Sebut saja PT Garuda Indonesia, PT Asuransi Jiwasraya, PT Asabri, PT Timah dan terakhir ada PT Pertamina Patra Niaga yang kini menduduki klasemen pertama liga korupsi dengan nilai kerugian negara mencapai Rp968,5 triliun. Semua instansi itu merupakan BUMN yang terindikasi menjadi sarang koruptor.

Atas pengungkapan seluruh kasus tersebut, Pengurus Pusat Ikatan Wartawan Online (PP IWO), turut mengapresiasi aparat penegak hukum yang dinilai bekerja secara total dalam mengungkap segala bentuk korupsi di BUMN dengan nilai fantastis.

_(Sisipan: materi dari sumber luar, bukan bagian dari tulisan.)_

PR #2035, opened 2023-11-29
add task solution

4xmplme:
[DEMO LINK](https://4xmplme.github.io/react_dynamic-list-of-todos/)

### DIFF
--- a/src/App.tsx
+++ b/src/App.tsx
@@ -1,5 +1,10 @@
 /* eslint-disable max-len */
-import React from 'react';
+import React, {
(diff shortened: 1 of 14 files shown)


loralevitska (changes requested):
Almost done) Let's improve

use [string.trim()](https://developer.mozilla.org/en-US/docs/Web/JavaScript/Reference/Global_Objects/String/trim) for search
image
image

etojeDenys (approved):
good job

PR #2040, opened 2023-12-03
result

errisi:
[DEMO LINK](https://errisi.github.io/react_dynamic-list-of-todos/)

### DIFF
--- a/src/components/TodoFilter/TodoFilter.tsx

“Tentunya IWO sangat mengapresiasi aparat penegak hukum di tanah air yang kami nilai terus berkomitmen dalam memberantas segala bentuk korupsi khususnya di BUMN yang nilainya sangat luar biasa,” ungkap Ketua Umum PP IWO Teuku Yudhistira di Jakarta, Jumat (7/3/2025).

Namun, agar seluruh pengungkapan kasus korupsi di berbagai lembaga negara yang diyakini masih berlangsung bisa berjalan secara maksimal, lanjut pria yang akrab disapa Yudhis ini, kolaborasi dan sinergitas seluruh institusi anti rasuah, seperti Kejagung, KPK dan Kortas Tipikor Polri sangat dibutuhkan dalam situasi sepertinya ini.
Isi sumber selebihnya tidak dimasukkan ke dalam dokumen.